Problem details — Each entry in the listing must be set down again word for word.

Material provided —
------------------------------------

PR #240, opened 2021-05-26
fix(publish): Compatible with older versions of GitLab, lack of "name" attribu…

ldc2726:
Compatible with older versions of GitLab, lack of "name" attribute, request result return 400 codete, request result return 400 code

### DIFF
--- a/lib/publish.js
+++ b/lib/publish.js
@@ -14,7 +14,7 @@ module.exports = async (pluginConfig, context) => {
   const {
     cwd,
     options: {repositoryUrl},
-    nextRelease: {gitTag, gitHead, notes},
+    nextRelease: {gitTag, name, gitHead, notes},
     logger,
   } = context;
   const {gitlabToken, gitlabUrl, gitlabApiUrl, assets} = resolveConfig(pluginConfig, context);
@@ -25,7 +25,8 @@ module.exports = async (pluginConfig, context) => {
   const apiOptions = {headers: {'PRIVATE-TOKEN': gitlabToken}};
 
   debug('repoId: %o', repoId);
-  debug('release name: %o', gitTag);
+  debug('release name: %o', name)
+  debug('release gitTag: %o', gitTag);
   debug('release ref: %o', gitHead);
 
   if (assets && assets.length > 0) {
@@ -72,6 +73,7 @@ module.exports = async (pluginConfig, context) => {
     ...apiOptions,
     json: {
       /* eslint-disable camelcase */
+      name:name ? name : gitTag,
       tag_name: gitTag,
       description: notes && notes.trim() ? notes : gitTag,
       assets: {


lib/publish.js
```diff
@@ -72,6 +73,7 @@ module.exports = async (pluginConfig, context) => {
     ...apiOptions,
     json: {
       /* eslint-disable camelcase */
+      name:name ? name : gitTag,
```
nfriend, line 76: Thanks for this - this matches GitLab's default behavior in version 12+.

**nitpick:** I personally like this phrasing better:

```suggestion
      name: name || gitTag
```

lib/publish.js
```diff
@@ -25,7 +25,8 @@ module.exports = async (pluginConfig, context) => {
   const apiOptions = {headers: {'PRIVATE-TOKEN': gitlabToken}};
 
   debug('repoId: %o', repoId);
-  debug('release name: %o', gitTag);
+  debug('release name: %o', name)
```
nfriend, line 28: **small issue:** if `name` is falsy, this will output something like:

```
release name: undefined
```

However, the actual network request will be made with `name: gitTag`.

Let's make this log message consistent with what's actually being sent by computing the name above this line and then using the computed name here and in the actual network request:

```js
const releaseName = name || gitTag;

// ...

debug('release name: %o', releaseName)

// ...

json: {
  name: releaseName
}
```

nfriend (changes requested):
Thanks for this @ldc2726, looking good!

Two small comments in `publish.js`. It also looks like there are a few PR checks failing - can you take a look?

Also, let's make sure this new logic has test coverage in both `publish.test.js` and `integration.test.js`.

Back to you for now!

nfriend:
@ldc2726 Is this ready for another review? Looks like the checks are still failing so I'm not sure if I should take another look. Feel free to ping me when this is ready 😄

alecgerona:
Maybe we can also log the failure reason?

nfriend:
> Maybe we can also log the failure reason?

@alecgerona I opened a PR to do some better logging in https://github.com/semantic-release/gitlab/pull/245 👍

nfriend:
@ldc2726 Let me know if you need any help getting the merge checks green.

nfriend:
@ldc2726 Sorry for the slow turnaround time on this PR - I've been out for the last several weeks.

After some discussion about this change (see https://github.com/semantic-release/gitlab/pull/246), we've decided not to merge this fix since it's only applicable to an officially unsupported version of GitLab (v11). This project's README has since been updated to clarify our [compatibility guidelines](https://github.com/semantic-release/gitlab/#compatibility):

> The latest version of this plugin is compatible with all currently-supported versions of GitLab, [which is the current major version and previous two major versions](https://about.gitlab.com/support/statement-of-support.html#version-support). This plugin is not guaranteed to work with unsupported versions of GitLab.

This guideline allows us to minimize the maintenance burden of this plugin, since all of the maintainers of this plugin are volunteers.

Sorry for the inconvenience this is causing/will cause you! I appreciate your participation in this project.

------------------------------------

Result for this task —
PR #240, opened 2021-05-26
fix(publish): Compatible with older versions of GitLab, lack of "name" attribu…

ldc2726:
Compatible with older versions of GitLab, lack of "name" attribute, request result return 400 codete, request result return 400 code

### DIFF
--- a/lib/publish.js
+++ b/lib/publish.js
@@ -14,7 +14,7 @@ module.exports = async (pluginConfig, context) => {
   const {
     cwd,
     options: {repositoryUrl},
-    nextRelease: {gitTag, gitHead, notes},
+    nextRelease: {gitTag, name, gitHead, notes},
     logger,
   } = context;
   const {gitlabToken, gitlabUrl, gitlabApiUrl, assets} = resolveConfig(pluginConfig, context);
@@ -25,7 +25,8 @@ module.exports = async (pluginConfig, context) => {
   const apiOptions = {headers: {'PRIVATE-TOKEN': gitlabToken}};
 
   debug('repoId: %o', repoId);
-  debug('release name: %o', gitTag);
+  debug('release name: %o', name)
+  debug('release gitTag: %o', gitTag);
   debug('release ref: %o', gitHead);
 
   if (assets && assets.length > 0) {
@@ -72,6 +73,7 @@ module.exports = async (pluginConfig, context) => {
     ...apiOptions,
     json: {
       /* eslint-disable camelcase */
+      name:name ? name : gitTag,
       tag_name: gitTag,
       description: notes && notes.trim() ? notes : gitTag,
       assets: {


lib/publish.js
```diff
@@ -72,6 +73,7 @@ module.exports = async (pluginConfig, context) => {
     ...apiOptions,
     json: {
       /* eslint-disable camelcase */
+      name:name ? name : gitTag,
```
nfriend, line 76: Thanks for this - this matches GitLab's default behavior in version 12+.

**nitpick:** I personally like this phrasing better:

```suggestion
      name: name || gitTag
```

lib/publish.js
```diff
@@ -25,7 +25,8 @@ module.exports = async (pluginConfig, context) => {
   const apiOptions = {headers: {'PRIVATE-TOKEN': gitlabToken}};
 
   debug('repoId: %o', repoId);
-  debug('release name: %o', gitTag);
+  debug('release name: %o', name)
```
nfriend, line 28: **small issue:** if `name` is falsy, this will output something like:

```
release name: undefined
```

However, the actual network request will be made with `name: gitTag`.

Let's make this log message consistent with what's actually being sent by computing the name above this line and then using the computed name here and in the actual network request:

```js
const releaseName = name || gitTag;

// ...

debug('release name: %o', releaseName)

// ...

json: {
  name: releaseName
}
```

nfriend (changes requested):
Thanks for this @ldc2726, looking good!

Two small comments in `publish.js`. It also looks like there are a few PR checks failing - can you take a look?

Also, let's make sure this new logic has test coverage in both `publish.test.js` and `integration.test.js`.

Back to you for now!

nfriend:
@ldc2726 Is this ready for another review? Looks like the checks are still failing so I'm not sure if I should take another look. Feel free to ping me when this is ready 😄

alecgerona:
Maybe we can also log the failure reason?

nfriend:
> Maybe we can also log the failure reason?

@alecgerona I opened a PR to do some better logging in https://github.com/semantic-release/gitlab/pull/245 👍

nfriend:
@ldc2726 Let me know if you need any help getting the merge checks green.

nfriend:
@ldc2726 Sorry for the slow turnaround time on this PR - I've been out for the last several weeks.

After some discussion about this change (see https://github.com/semantic-release/gitlab/pull/246), we've decided not to merge this fix since it's only applicable to an officially unsupported version of GitLab (v11). This project's README has since been updated to clarify our [compatibility guidelines](https://github.com/semantic-release/gitlab/#compatibility):

> The latest version of this plugin is compatible with all currently-supported versions of GitLab, [which is the current major version and previous two major versions](https://about.gitlab.com/support/statement-of-support.html#version-support). This plugin is not guaranteed to work with unsupported versions of GitLab.

This guideline allows us to minimize the maintenance burden of this plugin, since all of the maintainers of this plugin are volunteers.

Sorry for the inconvenience this is causing/will cause you! I appreciate your participation in this project.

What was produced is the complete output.